- Born: January 31, 1892
- Died: June 1981 (aged 88–89)
- Occupation: Physician
- Medical career
- Field: Abortion

= George Loutrell Timanus =

American physician

George Loutrell Timanus (January 31, 1892 - June 1981) was a physician who performed illegal abortions in the Baltimore and Washington, D.C. area from 1920 to 1951.

He graduated from Baltimore City College in 1910 and earned his M.D. at the University of Maryland in 1914.

Timanus and one other abortion provider performed an estimated 90% criminal abortions in Baltimore.
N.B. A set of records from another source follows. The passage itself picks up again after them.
PR #538, opened 2026-04-16
fix(auth): fix authentication request handling to exclude specific endpoints from authorization checks leading to permission denied errors

balazs-szucs:
## Description

**Linked Issue:** Fixes #

## Changes

Resolve unwanted permission denied errors in for instance the User creator UI.

## Summary by CodeRabbit

* **Bug Fixes**
  * Tightened which authentication endpoints are treated as public: only login, token refresh, remote auth, and OIDC flows are excluded from automatic token injection and 401-refresh handling; other auth-related paths now require credentials and will trigger normal auth behavior.
* **Tests**
  * Added tests to verify precise exclusion of the listed auth endpoints and to reject similar-but-different paths (exact-match and query-string handling).


booklore-api/src/main/java/org/booklore/config/security/SecurityConfig.java
```diff
@@ -57,7 +57,9 @@ public class SecurityConfig {
             "/kobo/**",                // Kobo API requests (auth handled in KoboAuthFilter)
             "/api/docs",               // API documentation UI
             "/api/openapi.json",       // OpenAPI spec (used by API documentation UI)
-            "/api/v1/auth/**",         // Login and token refresh endpoints (must remain public)
+            "/api/v1/auth/login",      // Login endpoint (must remain public)
+            "/api/v1/auth/refresh",    // Token refresh endpoint (must remain public)
+            "/api/v1/auth/remote",     // Remote auth endpoint (must remain public)
```
utafrali, line 62: Replacing `/api/v1/auth/**` with three explicit entries silently removes all OIDC endpoints (`/api/v1/auth/oidc/**`) from the public whitelist. `OidcAuthController` is mapped to `/api/v1/auth/oidc` and exposes unauthenticated flows like `GET /api/v1/auth/oidc/state`, `POST /api/v1/auth/oidc/callback`, `GET /api/v1/auth/oidc/redirect`, `POST /api/v1/auth/oidc/mobile/callback`, and `POST /api/v1/auth/oidc/backchannel-logout`. None of these carry a JWT at call time. Without a whitelist entry they fall into `jwtApiSecurityChain` (Order 9), which enforces `.anyRequest().authenticated()`, producing a 401 for every OIDC login attempt. Add `/api/v1/auth/oidc/**` to `COMMON_PUBLIC_ENDPOINTS` alongside the new explicit entries.

frontend/src/app/core/security/auth-interceptor.service.ts
```diff
@@ -13,14 +13,16 @@ export const AuthInterceptorService: HttpInterceptorFn = (req, next: HttpHandler
 
   const token = authService.getInternalAccessToken();
   const isApiRequest = req.url.startsWith(`${API_CONFIG.BASE_URL}/api/`);
-  const isAuthRequest = req.url.startsWith(`${API_CONFIG.BASE_URL}/api/v1/auth/`);
+  const isExcludedAuthRequest = req.url.includes('/api/v1/auth/login') ||
```
utafrali: Using `.includes('/api/v1/auth/login')` performs a substring search on the full URL string, not a path-segment comparison. A future endpoint like `/api/v1/auth/login-history` or a URL whose query string happens to contain the fragment would also match, preventing the bearer token from being attached. Switch to a path-exact test, for example:
```typescript
const path = new URL(req.url, 'http://x').pathname;
const isExcludedAuthRequest =
  path === '/api/v1/auth/login' ||
  path === '/api/v1/auth/refresh' ||
  path === '/api/v1/auth/remote';
```
This also needs a corresponding entry for the OIDC endpoints (see the backend comment).

utafrali (commented):
The fix correctly narrows the `/api/v1/auth/**` wildcard so that `/api/v1/auth/register` is no longer excluded from JWT authentication, which resolves the permission-denied issue for the user creation UI. However, the narrowing also drops all OIDC endpoints (`/api/v1/auth/oidc/**`) from the public whitelist, which is an unintended regression that will break OIDC login flows entirely.

booklore-api/src/main/java/org/booklore/config/security/SecurityConfig.java
balazs-szucs: hi,

thanks, it was... a rather hotfix kinda of deal. Funnily, the rabbit thing also flagged it: https://github.com/grimmory-tools/grimmory/pull/538#discussion_r3093048360. Should be easy enough to resolve. I believe, Zach is working on a bigger rework of this, or at least i vaguely remember talking about, so this situation most likely is not permanent. Anyways, as mentioned thanks for flagging nonetheless.

frontend/src/app/core/security/auth-interceptor.service.ts
balazs-szucs: Looks good, i will take a look. Thanks.

booklore-api/src/main/java/org/booklore/config/security/SecurityConfig.java
balazs-szucs: damn i got bamboozled by this clawdbot at least 2 already. I should be really less gullible. Anyways i will take look regardless...

balazs-szucs:
> ## [Quality Gate Failed](https://sonarcloud.io/dashboard?id=grimmory-tools_grimmory&pullRequest=538) **Quality Gate failed**
> 
> Failed conditions  [1 Security Hotspot](https://sonarcloud.io/project/security_hotspots?id=grimmory-tools_grimmory&pullRequest=538&issueStatuses=OPEN,CONFIRMED&sinceLeakPeriod=true)
> 
> [See analysis details on SonarQube Cloud](https://sonarcloud.io/dashboard?id=grimmory-tools_grimmory&pullRequest=538)

its a false flag.

frontend/src/app/core/security/auth-interceptor.service.spec.ts
```diff
@@ -176,4 +176,50 @@ describe('AuthInterceptorService', () => {
...
+      authService.getInternalAccessToken.mockReturnValue('token-123');
+      const response = await firstValueFrom(interceptor(new HttpRequest('GET', `${API_CONFIG.BASE_URL}/api/v1/auth/login-history`), next));
+      expect((response as HttpResponse<boolean>).body).toBe(true);
+    });
+
+    it('does NOT exclude /api/v1/auth/login?query=1 (exact match test)', async () => {
+      authService.getInternalAccessToken.mockReturnValue('token-123');
+      const response = await firstValueFrom(interceptor(new HttpRequest('GET', `${API_CONFIG.BASE_URL}/api/v1/auth/login?query=1`), next));
+      expect((response as HttpResponse<boolean>).body).toBe(false); // login with query is still login
+    });
```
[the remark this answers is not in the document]
balazs-szucs: not important

booklore-api/src/main/java/org/booklore/config/security/SecurityConfig.java
```diff
@@ -57,7 +57,10 @@ public class SecurityConfig {
             "/kobo/**",                // Kobo API requests (auth handled in KoboAuthFilter)
             "/api/docs",               // API documentation UI
             "/api/openapi.json",       // OpenAPI spec (used by API documentation UI)
-            "/api/v1/auth/**",         // Login and token refresh endpoints (must remain public)
+            "/api/v1/auth/login",      // Login endpoint (must remain public)
```
imnotjames, line 60: Would this break open user registration?  Is that even a thing we support?  `/v1/auth/register` is the endpoint I'm thinking of.

imnotjames: Duh.  There's no open registration.  We could move the register API endpoint out of the `/api/v1/auth` and instead put it somewhere else.. 🤔 I'm sure this is also fine though.

imnotjames (approved):
This technically seems to work and doesn't open up any extra endpoints we don't expect.

booklore-api/src/main/java/org/booklore/config/security/SecurityConfig.java
balazs-szucs: > Duh. There's no open registration. We could move the register API endpoint out of the `/api/v1/auth` and instead put it somewhere else.. 🤔 I'm sure this is also fine though.

i think so too, but for now this works 🤷‍♂️ 

I believe, Zach volunteered himself to take a look at the security filters later down the line, but that was not yesterday, so not sure if he still up for the challenge 😆

zachyale:
reimplemented in https://github.com/grimmory-tools/grimmory/pull/566 to avoid conflicts and get it in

In 1950, Timanus used his criminal trial to challenge the abortion laws in the United States, as Aleck Bourne had done in the UK. However, his trial and that of another doctor, Edgar Keemer, were not understood as challenges by the public, and Timanus and Keemer did not recruit other doctors or patients to their cause in a way that might have built a movement or sparked national conversation. He was fined $5,000, sentenced to six months in jail, and barred from further practice of medicine.

Timanus participated in the Planned Parenthood Conference on Abortion in America in 1955. He gave a detailed breakdown of his patients, of whom he kept meticulous records, noting that of 5,200 women on whom he had performed abortions, only two had died. As Garrett Hardin noted, this 0.04% rate, in the days before antibiotics, was not only far lower than the mortality rate for women carrying to term at the time, but still only half the maternal mortality rate a generation later. At the conference, Timanus also lamented that of the 353 doctors who referred patients to him—some of them, Timanus claimed, with letters recommending abortion—none stood up to testify for him when he was arrested.

Timanus asked referring doctors to make a written statement that the abortion was necessary because her life would otherwise be jeopardized.

The breakdown of Timanus' patients was as follows:
- Age 12 - 15: 17
- Age 16 - 20: 688
- Age 21 - 25: 1,834
- Age 26 - 30: 1,268
- Age 31 - 40: 1,312
- Age 41+: 91
- Single: 1,830
- Married: 2,773
- Widowed/Divorced/Separated: 607
- Physicians: 7
- Wives of physicians: 58
- Nurses: 270

Mary Calderone, then medical director of Planned Parenthood Federation of America, noted that Timanus "certainly seemed to be very competent and professional."

Timanus was born in Baltimore, a son of George E. and Nettie Mae (Zimmermam) Timanus. His grandfather Luther Timanus was a judge on the Baltimore County Court.